■ ASSIGNMENT
Somewhere below are a line with "hledger-lib/Hledger/Read/Common.hs" and a later line with "remember yours also.". Output exactly those lines and all lines between them.

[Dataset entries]
------------------------------------------------------------

Issue #487, opened 2017-01-17
Use of digit groups separator requires presence of decimals


ony:
Consider example:
```sh
% COLUMNS=80 hledger reg -f -
commodity EUR
	format 1,000.00 EUR

commodity UAH
	format 1.000,00 UAH

2017/1/1
	expenses  1,000 EUR
	expenses  1.000 EUR
	expenses  1,000.00 EUR
	assets

2017/1/1
	expenses  1,000 UAH
	expenses  1.000 UAH
	expenses  1.000,00 UAH
	assets
```
This results in
```
2017/01/01                      expenses                  1.00 EUR      1.00 EUR
                                expenses                  1.00 EUR      2.00 EUR
                                expenses              1,000.00 EUR  1,002.00 EUR
                                assets               -1,002.00 EUR             0
2017/01/01                      expenses                  1,00 UAH      1,00 UAH
                                expenses                  1,00 UAH      2,00 UAH
                                expenses              1.000,00 UAH  1.002,00 UAH
                                assets               -1.002,00 UAH             0
```
Which is pretty unexpected.
It should be:
```
2017/01/01                      expenses              1,000.00 EUR  1,000.00 EUR
                                expenses                  1.00 EUR  1,001.00 EUR
                                expenses              1,000.00 EUR  2,001.00 EUR
                                assets               -2,001.00 EUR             0
2017/01/01                      expenses                  1,00 UAH      1,00 UAH
                                expenses              1.000,00 UAH  1.001,00 UAH
                                expenses              1.000,00 UAH  2.001,00 UAH
                                assets               -2.001,00 UAH             0
```

I have to be very careful when I write numbers with thousands and always put decimals separator to avoid treating my numbers smaller than they are in fact.

`hledger` should honor decimals and digit groups specification of commodity format.

I don't mind to use space as a separator, but this isn't allowed yet. See #330 .

simonmichael:
It's not hard at all to confuse the style inferrer. Does specifying the style with a [commodity directive](http://hledger.org/journal.html#commodity-directive) help ?

Given a clear specification of what *should* happen above, we could improve style inference, maybe. I'm not sure it's the right approach though.

simonmichael:
Oh you gave the expected result. I admit I haven't spent the time to understand what's happening here. Given the difficulty of inferring style correctly for all possible confusing inputs, I'm not even sure yet if this is a bug, or something we can't reasonably handle. Improvements to code or docs welcome.

[...]

PR #635, opened 2017-10-28
Bug/487 digits groups separator ambiguity

### LINKED ISSUE #399: Can't Use Thousand Separators Without Using A Decimal Separator
Thousand separators in an amount number can't be used unless the number also has a decimal separator. If there is only one punctuation mark, it's always considered to be a decimal separator even if one or more of the following are present:
- A "D directive" with:
  - A sample amount using only a thousand separator.
  - A sample amount using both thousand and decimal separators.
- A commodity directive that defines a format similar to the sample amounts listed above.
- A preceding transaction with an amount that uses a format similar to the sample amounts listed above.

For example:

```
D JPY 111,111,111
# also doesn't work:
# D JPY 111,111,111.0
# D JPY 1,111
# D JPY 1,111.0

2016/01/01 default_commodity
  (asset:no_comma)  100
  (asset:comma)  100,500
```

The balance sheet for this journal adds up to ""200,500" or "200.500" for either commodity, rather than "100,600".

Using a commodity directive also has incorrect totals. An unexpected value rounding also occurs with the format "JPY 111,111,111".

```
commodity JPY
  format JPY 111,111,111 # also causes unexpected rounding

#  format JPY 111,111,111.0
#  format JPY 1,111
#  format JPY 1,111.0

2016/01/01 yen
  (asset:commodity:no_comma)  JPY 100
  (asset:commodity:comma)  JPY 100,500
```

Using a preceding dummy transaction with a sample amount has the same output as the cases above:

```
2016/01/01 init
  (asset:commodity:init)  JPY 111,111,111
  (asset:commodity:init)  JPY -111,111,111
  # same output with the formats tried in other examples

2016/01/01 yen
  (asset:commodity:no_comma)  JPY 100
  (asset:commodity:comma)  JPY 100,500
```
## 

<bountysource-plugin>

---
Want to back this issue? **[Post a bounty on it!](https://www.bountysource.com/issues/37935078-can-t-use-thousand-separators-without-using-a-decimal-separator?utm_campaign=plugin&utm_content=tracker%2F536505&utm_medium=issues&utm_source=github)** We accept bounties via [Bountysource](https://www.bountysource.com/?utm_campaign=plugin&utm_content=tracker%2F536505&utm_medium=issues&utm_source=github).
</bountysource-plugin>

ony:
Trust latest `commodity` or `D` (default commodity) directives in case of ambiguity in parsing number.

This kinda resolves #399 and its duplicate #487. We still may get issues caused by misinterpreting numbers `1,000` and `1.0` both as `1` if no `commodity` directive or default commodity `D` directive were provided in same journal file earlier.


hledger-lib/Hledger/Read/Common.hs
```diff
@@ -145,6 +146,12 @@ setDefaultCommodityAndStyle cs = modify' (\j -> j{jparsedefaultcommodity=Just cs
 getDefaultCommodityAndStyle :: JournalParser m (Maybe (CommoditySymbol,AmountStyle))
 getDefaultCommodityAndStyle = jparsedefaultcommodity `fmap` get
 
+getDefaultDecimalHint :: JournalParser m (Maybe Char)
```
simonmichael: Let's add short haddocks explaining what these do.

simonmichael:
I trust your judgement that this works better. We should have haddocks for the two get*Style functions, and an update to the manual explaining how things work now.

ony:
@simonmichael , as you probably noticed expecting that `format` directive will affect interpretation is natural. But actual behavior is pretty hard to document. Because mostly it something like:
"If you have issue with misinterpreting decimals try putting `commodity` directive in the begining of the file" and that was a first thought of me, and as I remember yours also.

If you think we should have a separate directive for that (probably still currency-specific) it should be easy to add that.

simonmichael:
The doc looks reasonable to me. Merging, thank you!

------------------------------------------------------------

■ REPLY TO THE TASK
hledger-lib/Hledger/Read/Common.hs
```diff
@@ -145,6 +146,12 @@ setDefaultCommodityAndStyle cs = modify' (\j -> j{jparsedefaultcommodity=Just cs
 getDefaultCommodityAndStyle :: JournalParser m (Maybe (CommoditySymbol,AmountStyle))
 getDefaultCommodityAndStyle = jparsedefaultcommodity `fmap` get
 
+getDefaultDecimalHint :: JournalParser m (Maybe Char)
```
simonmichael: Let's add short haddocks explaining what these do.

simonmichael:
I trust your judgement that this works better. We should have haddocks for the two get*Style functions, and an update to the manual explaining how things work now.

ony:
@simonmichael , as you probably noticed expecting that `format` directive will affect interpretation is natural. But actual behavior is pretty hard to document. Because mostly it something like:
"If you have issue with misinterpreting decimals try putting `commodity` directive in the begining of the file" and that was a first thought of me, and as I remember yours also.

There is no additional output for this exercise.